Gene therapy isn't right for everyone. Some patients can't receive treatment because they have antibodies to the viral vector. Others require immunosuppressive drugs to avoid liver inflammation. This approach still gives many patients hope for a "Haemophilia-free state of mind" they've always wanted.

Coping, Support, and Long-Term Outlook

Owing to improved therapies, individuals with Haemophilia are now living full and active lives. Patients who get competent care have life expectancies comparable to the rest of the population. Patients with mild Haemophilia are expected to live almost as long as the general population.

How to stay active and safe

Consistent workout is a critical aspect of maintaining joint health if you have Haemophilia. Research shows exercise helps reduce unexpected bleeding and builds muscles that protect vulnerable joints. You should always check with your Haemophilia care team before starting any exercise routine.

Low-impact activities provide great benefits without much risk. Swimming stands out as one of the best choices because water creates gentle resistance that doesn't strain your joints. Here are other good options:

• Walking and stationary biking

• Golf and bowling

• Swimming and aquatics

The timing of your factor replacement therapy plays a big role in staying active. The best approach is to match your gym schedule with clotting factor infusions. Most people take their treatment in the morning if they plan daytime activities.

Of course, you should avoid high-risk sports, especially contact sports like football, hockey, rugby, and boxing.
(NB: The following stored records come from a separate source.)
PR #1453, opened 2026-08-25
feat(dashboard): server-authoritative backup-health banner (supersedes #1437)

WingedGuardian:
## What

Moves the dashboard backup-health banner from a client-side precedence ladder to a
single server-authoritative pure function. `routes/backup.py::_backup_health` computes
`{state, code, reason}` and adds it to `/api/genesis/backup/status`; the banner
(`header.html` + `dashboard.js::backupBanner()`) just renders it.

**Supersedes #1437** (the client-side version). This resolves that PR's full set of
review findings by construction + design rather than porting the client ladder:

- **Client fetch-coordination findings** (status/config race, form re-hydration
  clobber) vanish — the banner no longer depends on the backup-config fetch at all
  (dropped the on-open config fetch; the Backup tab still hydrates its own form).
- **Semantic findings**: `configured` keys on a real `.git` clone (not bare `is_dir()`);
  the off-site-incomplete check gates on the **resolved** Tier-2 backend, not a stale
  status record; a malformed `{}` status record reads as *unreadable*, not healthy; a
  valid custom schedule with a future next-run is not false-flagged overdue (while a
  known-interval active timer that silently skips runs still flags).

## Security

`failure_reason` is served on the **unauthenticated** status route and can embed a
home-directory path (username). It's now sanitized (`/home/<user>` → `~`) at the
allowlist-projection seam, so the raw sibling field and the banner copy both carry the
scrubbed value — not just the banner. (The field was already served unauthenticated
before this change; this closes the path leak.)

## Review

- genesis-security-reviewer + genesis-architect both reviewed; both independently
  flagged the raw-`failure_reason` leak (now fixed) and otherwise approved. Architect
  NOTEs applied: preset-map drift guard added to the consistency test; precedence
  reorder for a more actionable message.
- `x-text` (textContent) render + fixed-map `:style` — no XSS/CSS-injection.

## Test

- 18 new state-table cases in `tests/test_dashboard/test_backup_config_api.py`
  (one per health code + malformed record + resolved-backend gating + real-clone
  `configured` + whole-body scrub + preset drift guard). **53 passed**, ruff clean.
  Verify-RED confirmed on the newly-designed branches.
- Real-data E2E: `GET /api/genesis/backup/status` → `backup_health: {code: healthy}`
  on a recently-backed-up host, with no home path anywhere in the response body.
- Full Alpine served-visual check is post-deploy (the live dashboard runs the prior JS
  until this ships).

Follow-up: 62c598ed416e4e4eb9a86195fe90245b

### DIFF
--- a/CHANGELOG.md
+++ b/CHANGELOG.md
@@ -185,6 +185,19 @@ Versioning follows Genesis release stages (v3.0a → v3.0b → v3.1 → v4.0a…
 
 ### Added
 
+- **Page-top backup-health banner (server-authoritative).** The dashboard now
+  surfaces a page-top banner when backups need attention — unconfigured, never run,
+  last run failed, timer stopped, overdue, replication incomplete, or an unreadable
+  status record — and stays hidden when healthy. The health verdict
+  (`{state, code, reason}`) is computed once on the server in
+  `routes/backup.py::_backup_health` and added to `/api/genesis/backup/status`; the
+  client only renders it. Computing it server-side removes the client-side
+  fetch-coordination and clock-skew failure modes entirely, keys "configured" and
+  the off-site-incomplete check on current signals (a real `.git` clone, the
+  resolved Tier-2 backend) rather than a stale status record, treats a malformed
+  status record as unreadable instead of healthy, and does not false-flag a valid
+  custom schedule as overdue. The failure reason rendered on the (unauthenticated)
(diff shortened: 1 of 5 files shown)


WingedGuardian:
@codex review

WingedGuardian:
@codex review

When doing moderate-risk activities, protective gear such as braces and splints can help keep vulnerable joints safe.

Support systems and treatment centers

Haemophilia Treatment Centers provide the foundation of comprehensive therapy. These specialist institutions gather up hematologists, nurses, physical therapists, social workers, and various other healthcare professionals. According to studies, patients at HTCs experience fewer problems and hospitalizations. Meeting others who understand Haemophilia's challenges can reshape the scene. Groups like the Haemophilia Federation of America, the National Haemophilia Foundation, and the World Federation of Haemophilia are great ways to get resources. They provide education, advocacy, emergency help, and scholarships.

To name just one example, see how local chapters run regular support groups where children and adults meet others with Haemophilia. Programs like Blood Brotherhood and Blood Sisterhood help adult men and women share experiences and find support.

Many financial assistance programs help cover treatment costs. These resources, combined with early diagnosis and effective therapy, help people with Haemophilia lead active, rewarding lives despite their condition's challenges.

Conclusion

Medical advances have changed Haemophilia from a debilitating condition to a manageable disorder. People with Haemophilia now lead active lives that meet their goals, thanks to modern treatments and complete care systems. Gene therapy has emerged as a breakthrough development. It offers hope that regular factor infusions might become optional instead of necessary in the future. The successful management of Haemophilia relies on early diagnosis, proper treatment, and strong support networks.

Haemophilia patients' outlook keeps getting better. Patients who receive appropriate care can expect to live as long as anyone else. Individuals having Haemophilia can participate in the majority of daily activities because to specialist treatment facilities, peer support networks, and cautious activity planning.

Note that each person's experience with Haemophilia is different. A treatment that works for one patient might not work for others. The best health outcomes depend on regular contact with healthcare providers and staying updated about new treatments.